What you should do ::
Lines with "less": copy each one from the listing below.

Given records ::
▼

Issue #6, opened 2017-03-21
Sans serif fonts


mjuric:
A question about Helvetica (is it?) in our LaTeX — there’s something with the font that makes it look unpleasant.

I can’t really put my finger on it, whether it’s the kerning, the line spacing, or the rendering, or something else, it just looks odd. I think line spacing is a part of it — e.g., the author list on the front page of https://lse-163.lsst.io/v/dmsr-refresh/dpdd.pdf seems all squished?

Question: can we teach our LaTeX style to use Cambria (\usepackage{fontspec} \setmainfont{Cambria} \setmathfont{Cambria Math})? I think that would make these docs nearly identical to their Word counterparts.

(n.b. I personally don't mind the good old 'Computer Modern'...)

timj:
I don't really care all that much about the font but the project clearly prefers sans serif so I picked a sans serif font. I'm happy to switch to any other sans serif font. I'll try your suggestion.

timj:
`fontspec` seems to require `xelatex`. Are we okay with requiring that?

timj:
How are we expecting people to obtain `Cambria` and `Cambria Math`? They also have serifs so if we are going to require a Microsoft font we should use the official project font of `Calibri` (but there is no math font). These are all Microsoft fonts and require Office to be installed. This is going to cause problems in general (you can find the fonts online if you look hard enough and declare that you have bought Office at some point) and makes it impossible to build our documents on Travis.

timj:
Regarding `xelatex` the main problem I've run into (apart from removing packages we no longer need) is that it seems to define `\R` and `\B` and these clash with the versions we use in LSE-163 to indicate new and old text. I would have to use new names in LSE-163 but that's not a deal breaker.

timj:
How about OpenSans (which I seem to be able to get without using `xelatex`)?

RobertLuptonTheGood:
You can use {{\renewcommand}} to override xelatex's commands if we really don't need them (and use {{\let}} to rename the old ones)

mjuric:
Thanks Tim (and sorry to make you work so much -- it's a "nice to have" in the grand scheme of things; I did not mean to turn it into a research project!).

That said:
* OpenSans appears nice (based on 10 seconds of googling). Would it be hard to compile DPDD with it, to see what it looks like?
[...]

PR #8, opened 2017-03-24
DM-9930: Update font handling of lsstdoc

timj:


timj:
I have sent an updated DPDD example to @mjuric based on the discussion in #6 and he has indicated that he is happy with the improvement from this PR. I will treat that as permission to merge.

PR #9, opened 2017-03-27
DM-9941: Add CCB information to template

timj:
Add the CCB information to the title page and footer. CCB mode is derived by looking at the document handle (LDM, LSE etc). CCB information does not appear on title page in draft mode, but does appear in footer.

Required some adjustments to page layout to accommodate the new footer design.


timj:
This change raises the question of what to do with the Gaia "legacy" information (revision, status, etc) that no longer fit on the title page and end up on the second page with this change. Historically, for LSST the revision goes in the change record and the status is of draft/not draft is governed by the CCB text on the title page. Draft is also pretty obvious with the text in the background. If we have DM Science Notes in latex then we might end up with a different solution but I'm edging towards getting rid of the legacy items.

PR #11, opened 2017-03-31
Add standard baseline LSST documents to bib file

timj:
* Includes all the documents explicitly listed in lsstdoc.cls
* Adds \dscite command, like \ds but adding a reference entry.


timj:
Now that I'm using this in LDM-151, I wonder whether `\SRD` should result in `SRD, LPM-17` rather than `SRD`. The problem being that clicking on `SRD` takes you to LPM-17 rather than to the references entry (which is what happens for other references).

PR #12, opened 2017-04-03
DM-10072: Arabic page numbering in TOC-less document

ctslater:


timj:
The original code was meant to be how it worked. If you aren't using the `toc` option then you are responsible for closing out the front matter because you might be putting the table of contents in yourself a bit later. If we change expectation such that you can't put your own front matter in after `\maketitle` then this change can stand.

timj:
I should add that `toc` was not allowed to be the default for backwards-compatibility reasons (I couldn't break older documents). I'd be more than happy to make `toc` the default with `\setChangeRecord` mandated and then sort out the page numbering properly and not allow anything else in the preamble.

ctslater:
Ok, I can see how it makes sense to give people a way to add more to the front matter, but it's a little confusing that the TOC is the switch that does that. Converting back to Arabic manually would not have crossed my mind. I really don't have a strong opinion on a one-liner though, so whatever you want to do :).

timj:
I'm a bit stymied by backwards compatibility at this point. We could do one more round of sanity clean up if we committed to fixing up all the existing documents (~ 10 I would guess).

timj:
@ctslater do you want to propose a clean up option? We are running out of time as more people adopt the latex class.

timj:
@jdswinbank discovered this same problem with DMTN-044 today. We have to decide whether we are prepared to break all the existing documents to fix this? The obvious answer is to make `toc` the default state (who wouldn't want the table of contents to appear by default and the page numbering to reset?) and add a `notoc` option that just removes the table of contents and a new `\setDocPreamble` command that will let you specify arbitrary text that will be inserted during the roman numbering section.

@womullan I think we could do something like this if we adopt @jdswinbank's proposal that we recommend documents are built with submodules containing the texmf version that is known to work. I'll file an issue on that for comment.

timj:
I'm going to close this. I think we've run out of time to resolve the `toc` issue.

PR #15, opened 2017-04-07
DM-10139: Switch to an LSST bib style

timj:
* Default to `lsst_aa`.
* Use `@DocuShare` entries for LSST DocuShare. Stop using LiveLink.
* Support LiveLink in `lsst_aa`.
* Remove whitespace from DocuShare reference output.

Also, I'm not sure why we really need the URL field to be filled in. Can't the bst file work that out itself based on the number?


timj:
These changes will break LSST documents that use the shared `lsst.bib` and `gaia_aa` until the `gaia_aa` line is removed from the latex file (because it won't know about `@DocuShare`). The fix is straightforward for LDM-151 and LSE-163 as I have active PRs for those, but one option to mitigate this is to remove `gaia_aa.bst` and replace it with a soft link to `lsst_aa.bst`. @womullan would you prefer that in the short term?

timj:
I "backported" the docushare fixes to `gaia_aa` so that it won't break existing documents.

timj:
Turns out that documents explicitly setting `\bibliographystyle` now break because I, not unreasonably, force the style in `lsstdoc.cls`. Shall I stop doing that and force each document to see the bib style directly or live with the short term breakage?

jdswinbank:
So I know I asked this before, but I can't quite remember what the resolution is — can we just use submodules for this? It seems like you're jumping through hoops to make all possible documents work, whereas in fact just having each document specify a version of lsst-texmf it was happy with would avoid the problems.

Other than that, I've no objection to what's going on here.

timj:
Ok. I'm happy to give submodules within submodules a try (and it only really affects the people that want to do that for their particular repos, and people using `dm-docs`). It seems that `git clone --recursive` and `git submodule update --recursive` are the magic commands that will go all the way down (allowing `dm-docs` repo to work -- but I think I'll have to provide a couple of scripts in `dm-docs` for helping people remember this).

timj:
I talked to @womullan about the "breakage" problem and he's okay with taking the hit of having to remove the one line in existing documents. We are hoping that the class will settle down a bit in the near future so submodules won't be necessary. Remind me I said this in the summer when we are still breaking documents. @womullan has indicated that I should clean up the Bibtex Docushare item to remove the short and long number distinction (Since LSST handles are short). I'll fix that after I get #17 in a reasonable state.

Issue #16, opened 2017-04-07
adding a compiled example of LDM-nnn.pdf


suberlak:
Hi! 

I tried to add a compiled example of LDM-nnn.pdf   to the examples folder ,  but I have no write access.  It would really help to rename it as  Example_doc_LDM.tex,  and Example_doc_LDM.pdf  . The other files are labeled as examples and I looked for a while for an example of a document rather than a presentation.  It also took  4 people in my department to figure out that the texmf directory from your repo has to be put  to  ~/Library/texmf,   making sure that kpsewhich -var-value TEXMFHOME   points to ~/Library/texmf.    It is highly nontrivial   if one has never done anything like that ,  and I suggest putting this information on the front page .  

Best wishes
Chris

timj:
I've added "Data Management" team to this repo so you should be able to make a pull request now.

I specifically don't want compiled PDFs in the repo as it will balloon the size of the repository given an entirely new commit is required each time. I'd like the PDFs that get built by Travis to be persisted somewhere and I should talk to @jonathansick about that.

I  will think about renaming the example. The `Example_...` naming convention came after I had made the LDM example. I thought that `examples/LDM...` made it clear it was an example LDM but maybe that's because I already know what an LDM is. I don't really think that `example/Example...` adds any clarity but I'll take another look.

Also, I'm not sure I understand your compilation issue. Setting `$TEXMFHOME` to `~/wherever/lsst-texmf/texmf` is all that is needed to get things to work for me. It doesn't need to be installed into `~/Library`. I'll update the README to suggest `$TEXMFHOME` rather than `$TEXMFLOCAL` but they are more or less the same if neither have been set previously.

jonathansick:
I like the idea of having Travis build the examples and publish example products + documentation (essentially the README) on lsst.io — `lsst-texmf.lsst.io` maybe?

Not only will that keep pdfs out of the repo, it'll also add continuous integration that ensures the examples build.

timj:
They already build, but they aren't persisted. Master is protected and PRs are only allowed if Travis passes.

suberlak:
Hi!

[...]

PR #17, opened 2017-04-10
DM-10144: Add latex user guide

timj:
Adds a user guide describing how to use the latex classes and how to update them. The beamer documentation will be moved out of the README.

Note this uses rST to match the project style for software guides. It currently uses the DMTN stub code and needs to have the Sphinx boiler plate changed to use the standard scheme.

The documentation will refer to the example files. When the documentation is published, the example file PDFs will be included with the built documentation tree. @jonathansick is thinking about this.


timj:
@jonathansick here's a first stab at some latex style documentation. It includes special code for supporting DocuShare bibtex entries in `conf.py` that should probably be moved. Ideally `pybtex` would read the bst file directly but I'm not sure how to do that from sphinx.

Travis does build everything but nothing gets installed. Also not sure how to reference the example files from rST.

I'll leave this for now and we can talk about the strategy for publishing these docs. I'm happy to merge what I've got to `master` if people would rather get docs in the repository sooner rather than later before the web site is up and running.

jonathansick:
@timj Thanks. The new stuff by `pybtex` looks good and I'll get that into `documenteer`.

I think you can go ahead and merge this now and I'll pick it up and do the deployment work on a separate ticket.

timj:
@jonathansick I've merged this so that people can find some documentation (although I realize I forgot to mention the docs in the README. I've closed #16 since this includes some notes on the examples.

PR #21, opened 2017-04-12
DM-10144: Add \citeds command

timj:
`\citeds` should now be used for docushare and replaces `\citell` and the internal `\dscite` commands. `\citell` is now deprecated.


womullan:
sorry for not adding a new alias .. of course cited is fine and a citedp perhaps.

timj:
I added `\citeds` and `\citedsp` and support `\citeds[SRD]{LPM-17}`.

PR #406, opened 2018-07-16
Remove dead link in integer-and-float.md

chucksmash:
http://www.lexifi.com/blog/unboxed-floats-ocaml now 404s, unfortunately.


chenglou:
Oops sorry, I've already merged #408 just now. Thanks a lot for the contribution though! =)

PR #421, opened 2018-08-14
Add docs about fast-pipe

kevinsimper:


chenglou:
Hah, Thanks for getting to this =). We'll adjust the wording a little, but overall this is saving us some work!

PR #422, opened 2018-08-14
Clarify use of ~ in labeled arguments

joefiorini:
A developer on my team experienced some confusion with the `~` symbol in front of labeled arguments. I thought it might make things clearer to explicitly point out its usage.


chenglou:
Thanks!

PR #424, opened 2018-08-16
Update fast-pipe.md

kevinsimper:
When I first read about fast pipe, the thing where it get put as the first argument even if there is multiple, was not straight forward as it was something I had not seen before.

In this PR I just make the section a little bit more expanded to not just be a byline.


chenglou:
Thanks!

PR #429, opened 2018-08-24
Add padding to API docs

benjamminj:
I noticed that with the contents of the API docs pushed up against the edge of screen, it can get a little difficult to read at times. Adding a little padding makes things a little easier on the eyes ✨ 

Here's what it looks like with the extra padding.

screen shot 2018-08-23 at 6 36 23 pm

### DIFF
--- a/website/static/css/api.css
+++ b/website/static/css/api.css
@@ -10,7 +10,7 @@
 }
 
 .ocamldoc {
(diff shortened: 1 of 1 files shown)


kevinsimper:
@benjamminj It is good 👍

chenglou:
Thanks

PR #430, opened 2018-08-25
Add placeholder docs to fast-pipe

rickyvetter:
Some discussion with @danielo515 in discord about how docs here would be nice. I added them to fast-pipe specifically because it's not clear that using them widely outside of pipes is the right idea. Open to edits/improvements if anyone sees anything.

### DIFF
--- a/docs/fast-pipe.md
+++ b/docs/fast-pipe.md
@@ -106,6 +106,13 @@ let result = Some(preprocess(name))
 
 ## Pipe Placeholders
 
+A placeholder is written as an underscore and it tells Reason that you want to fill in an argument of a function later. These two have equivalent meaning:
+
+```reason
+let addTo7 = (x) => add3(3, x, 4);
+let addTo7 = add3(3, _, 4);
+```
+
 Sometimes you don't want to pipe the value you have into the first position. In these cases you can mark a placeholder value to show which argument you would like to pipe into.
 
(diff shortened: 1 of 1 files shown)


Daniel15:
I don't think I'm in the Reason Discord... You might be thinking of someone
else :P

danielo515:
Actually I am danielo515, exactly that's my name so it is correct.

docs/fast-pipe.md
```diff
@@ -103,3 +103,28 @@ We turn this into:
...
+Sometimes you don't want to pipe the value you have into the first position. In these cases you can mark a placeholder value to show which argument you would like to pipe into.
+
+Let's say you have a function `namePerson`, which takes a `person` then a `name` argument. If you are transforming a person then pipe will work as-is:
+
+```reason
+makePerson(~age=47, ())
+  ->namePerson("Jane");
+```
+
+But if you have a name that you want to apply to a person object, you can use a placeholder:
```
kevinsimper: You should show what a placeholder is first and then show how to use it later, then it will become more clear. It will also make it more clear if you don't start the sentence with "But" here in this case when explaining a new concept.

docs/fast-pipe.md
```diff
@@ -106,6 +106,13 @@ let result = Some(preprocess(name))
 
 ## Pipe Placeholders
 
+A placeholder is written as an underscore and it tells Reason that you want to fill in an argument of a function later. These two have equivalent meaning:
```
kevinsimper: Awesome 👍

▲

Solution to the exercise ::
DM-10072: Arabic page numbering in TOC-less document
Also, I'm not sure I understand your compilation issue. Setting `$TEXMFHOME` to `~/wherever/lsst-texmf/texmf` is all that is needed to get things to work for me. It doesn't need to be installed into `~/Library`. I'll update the README to suggest `$TEXMFHOME` rather than `$TEXMFLOCAL` but they are more or less the same if neither have been set previously.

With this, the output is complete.